Moreover, when evaluating whether equitable tolling proceeds courts must also take into account the degree to which the delay prejudices the defendant. Kale v. Combined Ins. Co. of America, 861 F.2d 746 (1st Cir.1988). Here, Defendants *30have made an adequate showing of prejudice by pointing out the amount of time that has elapsed since plaintiffs injury-eleven years-and the fact that the claim file in this case has been destroyed.
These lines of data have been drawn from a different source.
PR #2464, opened 2023-09-21
Add font/woff2 media type with extension .woff2

devords:
This would make it easier for people to inscribe custom fonts.


elocremarc:
Should we add more types?

devords:
@elocremarc Are you thinking about any specific file types? AFAIK, WOFF 2.0 is the most widely accepted standard for fonts today. So, maybe makes sense to start with that and add other font types if there's any demand.

elocremarc:
Maybe .ttf ?

devords:
Added .otf, .ttf and .woff as well. Might as well just add them all while at it.

raphjaph (approved):

PR #2466, opened 2023-09-22
fix  issue with `--satpoint` when offset > 0. (Fix #2465)

### LINKED ISSUE #2465: `--satpoint` flag not working on certain condition
using `--satpoint=<SatPoint>` when `SatPoint.offset > 0` is not working. Example:
```
$ ord wallet inscribe --satpoint=7b70c5d9e7ea5e42d93a3bcf118b2adfd5eeb7592414006c8285cea8984c9d8b:2:1000 --fee-rate=1.5 file.txt

error: Failed to send reveal transaction
because: JSON-RPC error: RPC error response: RpcError { code: -26, message: "non-mandatory-script-verify-flag (Invalid Schnorr signature)", data: None }
```

felipelincoln:
the prevouts being used to construct the reveal signature is:
```rust
let mut prevouts = vec![unsigned_commit_tx.output[0].clone()];

if let Some(parent_info) = parent_info {
  prevouts.insert(0, parent_info.tx_out);
}
```
but using `unsigned_commit_tx.output[0]` as one of its elements is a wrong assumption since a inscribe run can be called using `--satpoint` with offset > 0, which would make the first output of the commit transaction to be a change (part not used of the satpoint), and not the output encoding the taproot spending condition.

Example of a inscribe using `--satpoint=cad80aa153050fa300fc539e35fbb2046f4c99d3e09b27437db2232bfec43f71:2:1000`
image
(example produced building ord with the code from this pr. https://mempool.space/pt/testnet/tx/aab6b689ec23b60e0943adf6357eb3a2cdb8c50ebfaf10cb972f96155a239f4b#flow=&vout=1)
In this case, `unsigned_commit_tx.output[0]` is the first output with `1000sat` value

---

this pr fix #2465

### DIFF
--- a/src/subcommand/wallet/inscribe.rs
+++ b/src/subcommand/wallet/inscribe.rs
@@ -187,9 +187,11 @@ impl Inscribe {
 
     let commit = client.send_raw_transaction(&signed_commit_tx)?;
 
-    let reveal = client
-      .send_raw_transaction(&signed_reveal_tx)
-      .context("Failed to send reveal transaction")?;
+    let reveal = match client
+      .send_raw_transaction(&signed_reveal_tx) {
+        Ok(txid) => txid,
+        Err(err) => return Err(anyhow!("Failed to send reveal transaction: {err}\nCommit tx {commit} will be recovered once mined"))
+      };
 
     Ok(Box::new(Output {
       commit,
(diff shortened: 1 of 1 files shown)


raphjaph (approved):
Nice, good catch! 

Pro tip: Create a feature branch on your repo with the changes and open a PR with that. Makes development for you easier

PR #4351, opened 2025-05-19
Update Dockerfile rust image

actuallycabbage:
### Summary
Bumps the Dockerfile's builder image from `rust:1.79.0-bookworm` to `rust:1.81.0-bookworm`.

### Context
The project no longer builds at 1.79 and so this PR bumps it to the minimum `rustc` version at which the project builds again.

### Note
I am not very well-versed in rust dependency chains or module resolution, but `Cargo.toml` currently sets `rust-version = "1.80.0"` which appears to be too low as well. I'm leaving it untouched for now.

### DIFF
--- a/Dockerfile
+++ b/Dockerfile
@@ -1,4 +1,4 @@
-FROM rust:1.79.0-bookworm as builder
+FROM rust:1.81.0-bookworm as builder
 
 WORKDIR /usr/src/ord
 


raphjaph:
Thanks! 

So it doesn't compile with Rust version 1.80.0?

actuallycabbage:
No, it does not.

```
$ rustc --version
rustc 1.80.0 (051478957 2024-07-21)
```

```
$ cargo build
error: rustc 1.80.0 is not supported by the following packages:
  half@2.5.0 requires rustc 1.81
  litemap@0.7.5 requires rustc 1.81
  redb@2.4.0 requires rustc 1.81
  redb@2.4.0 requires rustc 1.81
  redb@2.4.0 requires rustc 1.81
  zerofrom@0.1.6 requires rustc 1.81
```

raphjaph:
Ok good catch, we've updated the minimum rust version in the `Cargo.toml`.

raphjaph (approved):

PR #4356, opened 2025-05-20
Update minimum Rust version to 1.85.0

blieb:
rust version 1.85.0 minimum is required for this build. Upgrading to latest stable release (1.87.0). Fixing the error below

```
3.806 error: failed to parse manifest at `/usr/local/cargo/registry/src/index.crates.io-6f17d22bba15001f/redb-2.5.0/Cargo.toml`
3.806 
3.806 Caused by:
3.806   feature `edition2024` is required
3.806 
3.806   The package requires the Cargo feature called `edition2024`, but that feature is not stabilized in this version of Cargo (1.81.0 (2dbb1af80 2024-08-20)).
3.806   Consider trying a newer version of Cargo (this may require the nightly release).
3.806   See https://doc.rust-lang.org/nightly/cargo/reference/unstable.html#edition-2024 for more information about the status of this feature.
```

### DIFF
--- a/Cargo.toml
+++ b/Cargo.toml
@@ -25,7 +25,7 @@ edition = "2021"
 homepage = "https://github.com/ordinals/ord"
 license = "CC0-1.0"
 repository = "https://github.com/ordinals/ord"
-rust-version = "1.81.0"
+rust-version = "1.85.0"
 
 [workspace.dependencies]
 base64 = "0.22.0"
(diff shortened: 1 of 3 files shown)


raphjaph (approved):
Thanks!

I've updated it to the minimum required version (1.85.0) and tested that it is in fact the minimum.

raphjaph:
I'm fixing the lint failures in #4373

PR #4366, opened 2025-06-06
fix spelling issues CHANGELOG.md

davidjsonn:
Hey team! Fixed error in CHANGELOG.md

`consistant` - `consistent`
`uneccessary` - `unnecessary`
`Vaccuum` - `Vacuum`
`intructions` - `instructions`


raphjaph (approved):

raphjaph:
Thanks for finding these but on second thought we should not change this since it's part of the CHANGELOG and those are generated from the commit messages. It should be consistent with the commit history.

PR #4370, opened 2025-06-21
[CHANGELOG.md]: fix misspelling of "receive"

kks-code:


raphjaph:
Thanks but we should not change this since it's part of the CHANGELOG and those are generated from the commit messages. It should be consistent with the commit history.

PR #4371, opened 2025-06-22
Allow inscribing with backup and Core v29

### LINKED ISSUE #4335: Can't inscribe with core v29.0 without --no-backup
A bug introduced in Bitcoin core v29.0 prevents ord from being able to import the recovery key into its core wallet:

```
$ ord inscribe --file test.txt --fee-rate 1
error: commit tx recovery key import failed
```

https://github.com/bitcoin/bitcoin/issues/32376

Possible fixes:
* don't set internal:false when importing the key (because that's the default anyway, and the bug only happens if you explicitly set it)
* don't set a label on the recovery key descriptor

gmart7t2:
Fix #4335

A bug in bitcoin core v29 means we can't add a descriptor for the backup key if we specify "internal:false" and also provide a label.

Using None for internal uses the default (false) which does work.

### DIFF
--- a/Cargo.toml
+++ b/Cargo.toml
@@ -25,7 +25,7 @@ edition = "2021"
 homepage = "https://github.com/ordinals/ord"
 license = "CC0-1.0"
 repository = "https://github.com/ordinals/ord"
-rust-version = "1.81.0"
+rust-version = "1.85.0"
 
 [workspace.dependencies]
 base64 = "0.22.0"
--- a/Dockerfile
+++ b/Dockerfile
@@ -1,4 +1,4 @@
-FROM rust:1.81.0-bookworm as builder
+FROM rust:1.85.0-bookworm AS builder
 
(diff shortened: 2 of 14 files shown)


raphjaph:
This seems fine to me since the default is false: https://bitcoincore.org/en/doc/29.0.0/rpc/wallet/importdescriptors

I'm also currently syncing my node and building the index to check that this works.

@casey any thoughts?

casey:
This fix seems fine to me. I can confirm that [the docs](https://developer.bitcoin.org/reference/rpc/importdescriptors.html) show `false` as being the default if `internal` is omitted, so this shouldn't be a change in behavior.

gmart7t2:
It shouldn't be a change in behavior, but it is because of the Bitcoin core bug

raphjaph:
Ok I've tested it and it works!

PR #4388, opened 2025-07-30
docs: fix broken link

MozirDmitriy:
Replaced broken link http://storage.googleapis.com/books/ngrams/books/datasetsv2.html
with correct one https://storage.googleapis.com/books/ngrams/books/datasetsv3.html


casey:
It's unfortunate, but I think we should just leave the broken link. I checked, and there used to be a v2 dataset which is no longer available. We could just change the link to point to the v3 dataset, which is still available, but that might lead to a different frequency.tsv file.

PR #4399, opened 2025-08-26
[Work In Progress] Track custom satoshis

dannydeezy:
Introduces the `--track-sats` command line option which enables a user to add a file with a list of custom satoshi numbers. Ord will then track and index the locations for all sats in this file. This should be useful for rare satoshi enthusiasts who like to track locations of satoshi categories beyond the default uncommon, rare, epic, etc.

Note the intention is not to determine which satoshis all users should track, but instead to give the users flexibility to track whichever sats they care about. The expectation is that market participates will externally align on which satoshis are worth tracking, and perhaps develop and share standard tracking files, but all this will be independent of ord

Potentially further todos:
- We could allow the file to be CSV where the second column is "category" which would let the user assign each of the custom satoshis to a category (such as "2-digit palindrome", "silkroad", etc)
- We could add a way to track sat ranges rather than just individual sats


dannydeezy:
Bear with me - all this was written by AI and I haven't given it a proper human review yet 😆

PR #4412, opened 2025-09-24
Update to Rust 2024

casey:
This PR consists of three commits:

1. Update `Cargo.toml` to Rust 2024
2. Updating formatting with `cargo fmt`
3. Manually collapse if-let chains


raphjaph (approved):
Nice, LGTM!

PR #4421, opened 2025-10-19
64 digit numbers are txids not inscription numbers or block heights

gmart7t2:
I made an inscription with no hex letters in its id: `4273262611454246626680278280877079635139930168289368354696278617i0`

* If I go to `https://ordinals.com/4273262611454246626680278280877079635139930168289368354696278617` it redirects to `/inscription/` because it thinks digit strings are inscription numbers. It fails with `"Invalid URL: number too large to fit in target type"`.

  It should redirect to `/tx/` if it's a 64 digit number.

* And if I go to `https://ordinals.com/4273262611454246626680278280877079635139930168289368354696278617:0` it redirects to `/rune/` because it thinks pairs of digit strings with a colon between are rune identifiers. It fails with `"Invalid URL: invalid height: number too large to fit in target type"`.

  It should redirect to `/output/` if the first digit string is a 64 digit number.

### DIFF
--- a/docs/src/guides/api.md
+++ b/docs/src/guides/api.md
@@ -1354,10 +1354,24 @@ curl -s -H "Accept: application/json" /
   "fee": 322,
   "height": 767430,
   "id": "6fb976ab49dcec017f1e201e84395983204ae1a7c2abf7ced0a85d692e442799i0",
+  "metaprotocol": "LOL-420",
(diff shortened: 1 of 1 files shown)


gmart7t2:
> Nice catch! These should have tests, they're very simple to write. See the `fallback` test in `server.rs`.

I added a test for each case

raphjaph (approved):
LGTM

PR #4423, opened 2025-10-27
Use single properties struct

casey:
The original properties PR used two structs, a `Properties` struct, which is a nice struct which enforces some invariants, and a `RawProperties` struct which is deserialized from CBOR.

After working on attributes, now think that was a mistake. As we add more structs, for example one for attributes, we then need to duplicate each and have a raw version and a nice version. This PR removes the `Properties` struct, renames `RawProperties` to `Properties`, and uses it everywhere.

### DIFF
--- a/src/properties.rs
+++ b/src/properties.rs
@@ -4,6 +4,7 @@ use {
 };
 
 #[derive(Debug, Decode, Default, Encode, PartialEq)]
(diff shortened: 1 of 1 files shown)


raphjaph (approved):
LGTM

PR #415, opened 2025-10-26
Update to PrettyTables.jl v3

pdeffebach:
cc @bkamins 

I noticed some issue on my work computer where PrettyTables.jl v3 was accidentally loaded, even though the Project.toml didn't allow for it? I have to explore it more. 

However this is a fix to support PrettyTables.jl *both* 2 and 3, using `@static if` copying DataFrames.jl. 

I think DataFramesMeta.jl has been a little out-of-sync with DataFrames.jl for a while due to this.


bkamins (approved):
Looks good, though @ronisbr could also have a look at it :). Thank you!

ronisbr:
Hi! Sorry for the delay.

My suggestion is to change the new call to use the argument `show_first_column_label_only = true` instead of providing a new vector with column labels. This argument is the same as the previous `show_subheader = false`.

Issue #259, opened 2021-06-20
Bug with `@where true`


pdeffebach:
When we have `@where true`, `true` is not a `QuoteNode` or a `Expr`. We don't have a method for it. 

We should fix this, combined with #253 to just return `Return(x)` for anything *not* an expression, i.e. string, ints, or booleans.

pdeffebach:
It looks like `Returns` is in 1.7. Should be easy to add.

pdeffebach:
This is actually kind of complicated, because `subset df true` and `select df 1` have different meanings. Do we even want `select df 1` to work? What about `select df t`? 

We need a keyword argument `allow_literals`, I think. And it's *only* true for `@subset` and `@orderby`. But even then... I don't know maybe we want `^(true)` instead.

PR #420, opened 2026-05-12
Byrow-aware literal handling for @subset / @rsubset (#259)

kimjune01:
## Summary

`@subset(df, true)` previously threw an opaque `MethodError` (no `fun_to_vec` dispatch for literals), which is the bug in #259.

This handles literals in a way that mirrors the underlying `DataFrames.subset` exactly, keyed on the `@byrow` flag:

- **`@subset(df, true)`** (not byrow): a bare literal is a scalar predicate, which `subset` rejects just as `subset(df, [] => Returns(true))` does. It now raises a clear `ArgumentError` in place of the `MethodError`.
- **`@rsubset(df, true)`** (byrow): a per-row literal is well defined and matches `subset(df, [] => ByRow(Returns(true)))`, which works, so it returns the expected rows.

`ByRow` is applied only when the `@byrow` flag is set. Applying it unconditionally (the first approach here) made `@subset` accept what the function rejects, which is the divergence raised in review.

## Test plan

- `@subset(df, true)` / `false` / grouped / `@subset!` raise at macro expansion (asserted via `@test_throws LoadError @eval ...`, matching the suite's convention for invalid expansions).
- `@rsubset(df, true)` returns all rows, `@rsubset(df, false)` returns none, including the grouped case.
- Real column predicates (`@subset(df, :A .> 1)`) unaffected.

There was no test coverage for literal predicates in either mode before, so this adds it for both.

### DIFF
--- a/src/parsing.jl
+++ b/src/parsing.jl
@@ -421,6 +421,22 @@ fun_to_vec(ex::QuoteNode;
            outer_flags::Union{NamedTuple, Nothing}=nothing,
            allow_multicol::Bool = false) = ex
 
+# Catch-all method for literal values (Bool, Int, String, etc.)
+# Wraps them in Returns to create a constant function
+# This allows syntax like @subset(df, true) or @subset(df, false)
+function fun_to_vec(ex;
+                    no_dest::Bool=false,
+                    gensym_names::Bool=false,
+                    outer_flags::Union{NamedTuple, Nothing}=nothing,
+                    allow_multicol::Bool = false)
+    if no_dest
+        # For @subset and @with, return a constant function
+        return :([] => Returns($ex))
+    else
+        throw(ArgumentError("Literal values are only supported in @subset, @rsubset, @with, and similar macros"))
+    end
+end
+
 
 """
     rename_kw_to_pair(ex::Expr)
--- a/src/parsing.jl
+++ b/src/parsing.jl
@@ -422,7 +422,10 @@ fun_to_vec(ex::QuoteNode;
            allow_multicol::Bool = false) = ex
 
 # Catch-all method for literal values (Bool, Int, String, etc.)
-# Wraps them in Returns to create a constant function
+# Wraps them in ByRow(Returns(...)) to create a constant vector function.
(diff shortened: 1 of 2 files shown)


pdeffebach:
Thanks! But I'm not 100% sure this is right. `@subset(df, true)` should error, as `subset(df, [] => Returns(true))` errors, right?

kimjune01:
Good call. Reworked it to raise a clear ArgumentError instead of broadcasting, so the macro stays consistent with subset(df, [] => Returns(true)); if you want literals as a real feature later, that's the scoped allow_literals / ^(true) path from #259.

src/parsing.jl
```diff
@@ -421,6 +421,24 @@ fun_to_vec(ex::QuoteNode;
...
+# functions return an AbstractVector, and ByRow with empty source columns
+# produces a vector via _empty_selector_helper.
+# This allows syntax like @subset(df, true) or @subset(df, false)
+function fun_to_vec(ex;
+                    no_dest::Bool=false,
+                    gensym_names::Bool=false,
+                    outer_flags::Union{NamedTuple, Nothing}=nothing,
+                    allow_multicol::Bool = false)
+    if no_dest
+        return :([] => $ByRow($(Base.Returns)($ex)))
```
pdeffebach, line 441: Don't you need to have `ByRow` here only if `byrow = true`?

kimjune01: seems like my fix was overly permissive. I was hoping tests passing would be good enough, but I was wrong. Added tests for both modes so to increase coverage.

pdeffebach:
Can we allow literals for non-by-row subsetting as well? 

```
julia> df = DataFrame(x = [1, 2, 3])
3×1 DataFrame
 Row │ x     
     │ Int64 
─────┼───────
   1 │     1
   2 │     2
   3 │     3

julia> b = [true, false, true]
3-element Vector{Bool}:
 1
 0
 1

julia> @subset df b
ERROR: LoadError: ArgumentError: literal value `b` is not a valid column expression; pass a column reference or a vectorised predicate (e.g. `:x .> 0`), or use `@rsubset` for a per-row literal
```

PR #2203, opened 2016-08-26
decode: support Cisco Fabric Path / DCE - v2

jasonish:
Cisco Fabric Path is ethernet wrapped in an ethernet like header
with 2 extra bytes.  The ethernet type is in the same location
so the ethernet decoder can be used with some validation
for the extra length.

This PR adds an event for DCE packets that are too small.

Prscript:
- PR jasonish-pcap: https://buildbot.openinfosecfoundation.org/builders/jasonish-pcap/builds/296
- PR jasonish: https://buildbot.openinfosecfoundation.org/builders/jasonish/builds/301


inliniac:
https://redmine.openinfosecfoundation.org/issues/1874

PR #2204, opened 2016-08-28
mail-store: add mail-store feature for logging email content to the f…

decanio:
mail-store: add mail-store feature for logging email content to the filesystem
in a manner similar to the existing file-store feature.

Enable with something like this:

  # output module to store extracted mail to disk
  #
  # The mails are stored to the log-dir in a format "mail.<id>" where <id> is
  # an incrementing number starting at 1. For each file "mail.<id>" a meta
  # file "mail.<id>.meta" is created.
- mail-store:
    enabled: yes      # set to yes to enable
    log-dir: mail    # directory to store the files
    force-mailstore: yes # force storing of all files
    #waldo: mail.waldo # waldo file to store the file_id across runs

prscript errors out.  Here's the build info:

You can watch build progress at https://buildbot.openinfosecfoundation.org/builders/decanio/builds/25
You can watch build progress at https://buildbot.openinfosecfoundation.org/builders/decanio-pcap/builds/25


inliniac:
I wonder if it would make more sense to add it as an option to the existing file store. Seems like this is just a lot of code duplication here.

PR #2197, opened 2016-08-23
[preview] prefilter engines v73

inliniac:
As #2192, #2193 and #2195, adding:
- profiling
- icmp seq and icmp id support
- fixes and cleanup

Profiling writes to packet_stats.log:
<pre>
Prefilter                        IP ver   Proto   cnt            min            max            avg            tot          %% 
--------------------             ------   -----   ----------     ------------   ------------   -----------    ---------    ---
payload                           IPv4       1           271             3541          78312         10678         2.9m  0.00  
payload                           IPv4       6       7889689              337       34196300         29919       236.1b  28.16 
payload                           IPv4      17         11389             2377         649994         21475       244.6m  0.03  
stream                            IPv4       6       7889689              359       21837652         23182       182.9b  21.82 
http_uri                          IPv4       6         79975              519        4225543         25672         2.1b  0.24  
http_raw_uri                      IPv4       6         79975              379        2749632          6334       506.6m  0.06  
http_header (request)             IPv4       6        446006             2124       66473748        104662        46.7b  5.57  
http_user_agent                   IPv4       6         79752              855        5356546         16164         1.3b  0.15  
http_raw_header (request)         IPv4       6         79339             1015       15886229         53390         4.2b  0.51  
http_method                       IPv4       6         79975              414         760744          5130       410.3m  0.05  
file_data (smtp)                  IPv4       6          9513              490           5260           910         8.7m  0.00  
file_data (http response)         IPv4       6        444447             1275       44328241         79206        35.2b  4.20  
http_client_body                  IPv4       6         79339             1511        3104952          4823       382.7m  0.05  
http_cookie (request)             IPv4       6        446006              671        7805244         13251         5.9b  0.71  
http_cookie (response)            IPv4       6        446006              560        6973052          3983         1.8b  0.21  
flags                             IPv4       6       7889689              306       19892565          2107        16.6b  1.98  
flow                              IPv4       6       3810940              292       15720078          1517         5.8b  0.69  
dsize                             IPv4       6       1392034              324        5260418          1139         1.6b  0.19  
dsize                             IPv4      17         11383              350        1034349          1174        13.4m  0.00  
http_raw_header (response)        IPv4       6        365108              899        9422963         16901         6.2b  0.74  
http_stat_code                    IPv4       6        366254              502        1383656          2300       842.4m  0.10  
payload                           IPv6       0           132              799          12464          1784       235.5k  0.00  
payload                           IPv6       6       2963833              338       66755456         39337       116.6b  13.91 
[...]

PR #2207, opened 2016-08-30
[preview] prefilter engines v76

inliniac:
Changes since #2197:
- rebase to master
- make 'packet header engines' optional: --set detect.prefilter.default=auto to enable, or explicitly use 'prefilter' keyword in rules
- add additional logic for prefilter engines for rules that match on special src/dst ports or alproto
- revert the removal of the syn specific non-mpm/non-prefilter list
- various performance optimizations and profiling options

Note: the profiling code itself is quite expensive

Prscript:
- PR inliniac-pcap: https://buildbot.openinfosecfoundation.org/builders/inliniac-pcap/builds/476
- PR inliniac: https://buildbot.openinfosecfoundation.org/builders/inliniac/builds/481


pevma:
Maybe a comment with the available options in yaml - "mpm/auto" and what they do or how they differ here - 
https://github.com/inliniac/suricata/pull/2207/files#diff-90

inliniac:
Yeah adding that. In short the setting 'mpm' is what has been the default all along. So Suricata prefilters on MPM. The setting 'auto' looks at the rules to see if it can add prefilter engines for keywords like dsize, flags, flow, icode, itype, etc.

src/detect-engine-prefilter.c
```diff
@@ -58,6 +58,31 @@
 static int PrefilterStoreGetId(const char *name);
 #endif
 
+/* Return true is the list is sorted smallest to largest */
```
gozzy: Hmm... It doesn't seem to return anything ;)

inliniac:
Replaced by #2212

src/detect-engine-prefilter.c
inliniac: Good point, removing.

PR #2215, opened 2016-09-02
stream: fix depth reached detection

regit:
When a segment only partially fit in streaming depth, the stream
depth reached flag was not set resulting in a continuous
inspection of the rest of the session.

I've seen this issue when working on shunting where I had continuous stream instead of having them shunt.

PR builds:
- PR regit: https://buildbot.openinfosecfoundation.org/builders/regit/builds/184
- PR regit-pcap: https://buildbot.openinfosecfoundation.org/builders/regit-pcap/builds/180

### DIFF
--- a/src/stream-tcp-private.h
+++ b/src/stream-tcp-private.h
@@ -157,7 +157,9 @@ enum
 #define STREAMTCP_STREAM_FLAG_KEEPALIVE         0x0004
 /** Stream has reached it's reassembly depth, all further packets are ignored */
 #define STREAMTCP_STREAM_FLAG_DEPTH_REACHED     0x0008
-// vacancy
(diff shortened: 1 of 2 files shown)


inliniac:
Why do we need a new flag if all it does is set another flag? Maybe I'm just missing the point here.

regit:
If I remember correctly if we just set the depth reached flag then we won't inspect the current segment and it has to be done to honor the stream depth.
Digging more if it does not make it clear for you.

inliniac:
I think this needs  a couple of things:
1. ticket
2. better explanation of the issue
3. better explanation of the fix. Especially why we need an extra flag instead directly setting STREAMTCP_STREAM_FLAG_DEPTH_REACHED

PR #2216, opened 2016-09-03
About suricata pcap autofp mode

jarwin123:
hello,
    i use pcap mode capture packet only one device , i cann't  Start mulit thread in one NIC. i read suricata some code ,i found ` (void)ConfGet("netmap.live-interface", &live_dev)`; the live_dev alway return 0x0, i modify suricata.yaml ,but the result is the same , how can i modify suricata.yaml? thank you!


inliniac:
Pull requests are not support tickets. See https://redmine.openinfosecfoundation.org/projects/suricata/issues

Defendants warn the Court will be in a tenuous position when reviewing the administrative denial of Plaintiffs claim, due to the destruction of the claim file. Moreover, they suggest that at this point in time it would be extremely prejudicial to gather evidence about events that transpired more than a decade ago. The Court is in agreement with these assessments and thus finds that Defendants have made an adequate showing of prejudice.

The court should also point out that Defendants briefed their argument that Plaintiff had not acted with reasonable diligence several times in their pleadings for reconsideration. Plaintiff never addressed these arguments in any of his pleadings, nor did he refute Defendants’ showing of prejudice stemming from the destruction of the claim file. The Court construes this as Plaintiff waiving any objection to these arguments. Hence, the Court finds that the circumstances of this case weigh heavily against granting the “extraordinary measure” that is equitable tolling. As the Court has also decided that equitable estoppel is not applicable to this case, it is clear that Plaintiffs judicial suit for LTD benefits is untimely and must be dismissed accordingly.

IV. CONCLUSION

For the reasons expounded above, Defendant’s motion for reconsideration is GRANTED IN PART AND DENIED IN PART. The Court finds that Plaintiffs suit is untimely, and therefore it must GRANT Defendants’ Motion for Summary Judgment and DISMISS the complaint WITH PREJUDICE.

IT IS SO ORDERED

. Plaintiff has not pinpointed the exact date he requested the benefits, the record only shows that on September 8, 2009 Plaintiff sent a fax to MetLife requesting a copy of his "Record of Long Term Disability.” (Docket No. 19-1, at 4-5).

. Plaintiff in his pleadings argues for the doctrines of "equitable tolling” and "equitable estoppel” interchangeably.

. As mentioned earlier, in his complaint Plaintiff expresses that the denial of his claim for benefits was "arbitrary, unfounded, and in violation of the terms of the policy and the law.” (Compl. ¶ 10). It is unclear to the Court how Plaintiff is certain that the denial of his claim was "in violation of the terms of the policy" if as he says he never had a copy of the policy in the first place.